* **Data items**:
PR #28245, opened 2022-02-15
Fix exception to TreatWarningsAsErrors

eatdrinksleepcode:
**TreatWarningsAsErrors** was described as an exception to itself, which is clearly not correct.


BillWagner (approved):
Thanks for spotting this and fixing it @eatdrinksleepcode 

PR #28246, opened 2022-02-15
Remove ref to JSON DOM as read-only

tdykstra:
In .NET 6 a mutable DOM is available in System.Text.Json.


gewarren (approved):
Should we note it's available in .NET 6 and later? Or is that in the link?

tdykstra:
That's explained in the linked article.

PR #28266, opened 2022-02-16
Fix GitHub Actions typo: `pull_quest` → `pull_request`

swharden:
This PR replaces `pull_quest` with `pull_request`, affecting 3 pages:

* https://docs.microsoft.com/en-us/dotnet/devops/dotnet-build-github-action
* https://docs.microsoft.com/en-us/dotnet/devops/dotnet-secure-github-action
* https://docs.microsoft.com/en-us/dotnet/devops/dotnet-test-github-action

To be sure I double-checked and confirmed there is no such thing as a `pull_quest` 
https://docs.github.com/en/actions/using-workflows/events-that-trigger-workflows


gewarren (approved):
Thank you @swharden

PR #28295, opened 2022-02-17
Fix api surface and excluded symbols supported rules

Evangelink:
## Summary

Fix top level table for rules supporting `api_surface` and `excluded_symbol_names`.

cc @mavasani


gewarren (approved):
Thank you so much @Evangelink!

Evangelink:
@gewarren I have fixed the conflict.

PR #28322, opened 2022-02-21
Corrected an improper "or" to "nor"

WhitWaldo:
## Summary
Because neither of the states can be, the proper word here is "nor", not "or".


BillWagner (approved):
Good catch @WhitWaldo 

PR #28339, opened 2022-02-22
Update system-text-json-migrate-from-newtonsoft-how-to.md

Rick-Anderson:
Folks reporting having trouble finding Newtonsoft.Json vs System.Text.Json so make this H2 explicit. See https://github.com/dotnet/AspNetCore.Docs/issues/25100

Once this is merged, I can link to it in several places.

### DIFF
--- a/docs/standard/serialization/system-text-json-migrate-from-newtonsoft-how-to.md
+++ b/docs/standard/serialization/system-text-json-migrate-from-newtonsoft-how-to.md
@@ -14,7 +14,7 @@ helpviewer_keywords:
 ms.topic: how-to
 ---
 
-# How to migrate from Newtonsoft.Json to System.Text.Json
+# Compare and migrate from Newtonsoft.Json to System.Text.Json
 
 This article shows how to migrate from [Newtonsoft.Json](https://www.newtonsoft.com/json) to <xref:System.Text.Json>.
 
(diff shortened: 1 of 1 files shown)


tdykstra (commented):
Only the first paragraph after the new h2 is related to a comparison, and it doesn't really compare the two.  A better link target for people looking for a comparison is the Table of differences H2. Perhaps we could change that h2 to your proposed title "System.Text.Json and Newtonsoft.Json comparison"

Rick-Anderson:
The title is really deceptive. Maybe we should change the title to "Compare and migrate from NJ to STJ"

This is the critical part I'd like folks to find that want to decide what to use:

System.Text.Json focuses primarily on performance, security, and standards compliance. It has some key differences in default behavior and doesn't aim to have feature parity with Newtonsoft.Json. For some scenarios, System.Text.Json currently has no built-in functionality, but there are recommended workarounds. For other scenarios, workarounds are impractical.

We're investing in adding the features that have most often been requested. 

> doesn't really compare the two.

It makes a major comparison, performance, security, and standards compliance

Sounds like the easiest approach is to change the title.

docs/standard/serialization/system-text-json-migrate-from-newtonsoft-how-to.md
```diff
@@ -14,7 +14,7 @@ helpviewer_keywords:
 ms.topic: how-to
 ---
 
-# How to migrate from Newtonsoft.Json to System.Text.Json
+# Compare and migrate Newtonsoft.Json to System.Text.Json
```
tdykstra, line 17: "migrate" without "from" sounds odd, but "compare ... from" also sounds odd. 

How about 

```suggestion
# Compare Newtonsoft.Json to System.Text.Json, and migrate to System.Text.Json
```

tdykstra (approved):

PR #28368, opened 2022-02-23
Update numbers-in-csharp-local.md

jaigak:
## Summary
Fixes misleading statement. 0.3 repeating forever is exactly equal to 1/3 however floating-point types don't support representing repeating decimals and rounds to a finite number of digits instead.


BillWagner (approved):
Thanks for making this fix @Jaiganeshkumaran It's a good clarification.  I've reviewed the PR, and I'll :shipit: now.

PR #28379, opened 2022-02-23
Update snippet projects

tdykstra:
Contributes to #27310 

Some of these were updated to target .NET 5 because they are used in the .NET 5 version of tutorials.


BillWagner (approved):
This is a great set of changes @tdykstra 

You can :shipit: when ready.

Issue #28383, opened 2022-02-24
OKR: Discovery 


mcleblanc:
GOAL:
Drive discovery and awareness through SEO improvements. 

OBJECTIVES:
Perform selective SEO audits on the following candidate topics:
|Article|PR|
|---|---|
|[.NET introduction and overview](https://docs.microsoft.com/en-us/dotnet/core/introduction)| #28395|
|[Architectural principles](https://docs.microsoft.com/en-us/dotnet/architecture/modern-web-apps-azure/architectural-principles)|#28638|
|[.NET SDK telemetry - .NET CLI](https://docs.microsoft.com/en-us/dotnet/core/tools/telemetry)| #28395|
|[.NET SDK overview](https://docs.microsoft.com/en-us/dotnet/core/sdk)| #28395|
|[Formatting types in .NET](https://docs.microsoft.com/en-us/dotnet/standard/base-types/formatting-types)|#28395|
|[Async in depth](https://docs.microsoft.com/en-us/dotnet/standard/async-in-depth)|#28439|
|[Task-based Asynchronous Pattern (TAP)](https://docs.microsoft.com/en-us/dotnet/standard/asynchronous-programming-patterns/task-based-asynchronous-pattern-tap)|#28439|
|[Parallel Programming in .NET](https://docs.microsoft.com/en-us/dotnet/standard/parallel-programming/)|#28439|
|[BinaryFormatter security guide](https://docs.microsoft.com/en-us/dotnet/standard/serialization/binaryformatter-security-guide)|#28439|
|[Cross Platform P/Invoke](https://docs.microsoft.com/en-us/dotnet/standard/native-interop/cross-platform)|#28638|
|[Install .NET on Linux Distributions](https://docs.microsoft.com/en-us/dotnet/core/install/linux)||
|[Manually install .NET on Linux - .NET](https://docs.microsoft.com/en-us/dotnet/core/install/linux-scripted-manual)||
|[Install .NET on Linux with Snap - .NET](https://docs.microsoft.com/en-us/dotnet/core/install/linux-snap)||
|[Install .NET on Debian - .NET](https://docs.microsoft.com/en-us/dotnet/core/install/linux-debian)||
|[Dapr for .NET Developers](https://docs.microsoft.com/en-us/dotnet/architecture/dapr-for-net-developers/)|#28638|
[...]

PR #28395, opened 2022-02-24
SEO OKR

tdykstra:
Contributes to #28383 

* Intro to .NET

  Organic search 21.61%. It turns out that many people still include ".net core" in their search strings, so I added that to the title and description. Also changed h1 to "What is ...".

* .NET telemetry

  Organic search 5.10%. The reason for low organic search volume is that almost all traffic comes from an aka.ms link that is displayed by the CLI the first time a CLI command is used after installation (aka.ms/dotnet-cli-telemetry). It probably won't be possible to get the organic search rate up much higher for this article, as most traffic will always be from that aka.ms link. But since the telemetry is more closely related to the CLI in particular than to the SDK in general, I added "CLI" in a couple of places.

* SDK overview

  Organic search 16.19%. Since people are still searching for .NET Core SDK I added "formerly known as the .NET Core SDK" to the meta description. Also changed title to "What is ...".

* Formatting types

  Organic search 17.95%. Some of this article is high-level intro to topics covered in detail in separate articles (standard and custom format strings, composite formatting), other topics are covered in adequate detail in this article. I changed metadata and h1 to emphasize the overview/intro character of the article, to explain better what is meant by "formatting types", and to call out in the description the topics covered in detail in this article. Also removed some superfluous material that interrupted the article introduction.

### DIFF
--- a/docs/core/introduction.md
+++ b/docs/core/introduction.md
@@ -1,6 +1,6 @@
 ---
-title: .NET and .NET Core - introduction and overview
-description: Learn about .NET and .NET Core. .NET is a free, open-source development platform for building many kinds of apps.
+title: .NET (and .NET Core) - introduction and overview
+description: Learn about .NET (and .NET Core). .NET is a free, open-source development platform for building many kinds of apps.
 author: tdykstra
 ms.date: 02/24/2022
 ms.custom: "updateeachrelease"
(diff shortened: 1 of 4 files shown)


BillWagner (approved):
This really looks great @tdykstra 

You can :shipit: when ready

* **TASK BRIEF**: Once you find the line with "Contributes to #28383" above, print it and every line after it up to and including the line with "-title: .NET and", exactly as written and nothing else.

* **REPLY TO THE TASK**:
Contributes to #28383 

* Intro to .NET

  Organic search 21.61%. It turns out that many people still include ".net core" in their search strings, so I added that to the title and description. Also changed h1 to "What is ...".

* .NET telemetry

  Organic search 5.10%. The reason for low organic search volume is that almost all traffic comes from an aka.ms link that is displayed by the CLI the first time a CLI command is used after installation (aka.ms/dotnet-cli-telemetry). It probably won't be possible to get the organic search rate up much higher for this article, as most traffic will always be from that aka.ms link. But since the telemetry is more closely related to the CLI in particular than to the SDK in general, I added "CLI" in a couple of places.

* SDK overview

  Organic search 16.19%. Since people are still searching for .NET Core SDK I added "formerly known as the .NET Core SDK" to the meta description. Also changed title to "What is ...".

* Formatting types

  Organic search 17.95%. Some of this article is high-level intro to topics covered in detail in separate articles (standard and custom format strings, composite formatting), other topics are covered in adequate detail in this article. I changed metadata and h1 to emphasize the overview/intro character of the article, to explain better what is meant by "formatting types", and to call out in the description the topics covered in detail in this article. Also removed some superfluous material that interrupted the article introduction.

### DIFF
--- a/docs/core/introduction.md
+++ b/docs/core/introduction.md
@@ -1,6 +1,6 @@
 ---
-title: .NET and .NET Core - introduction and overview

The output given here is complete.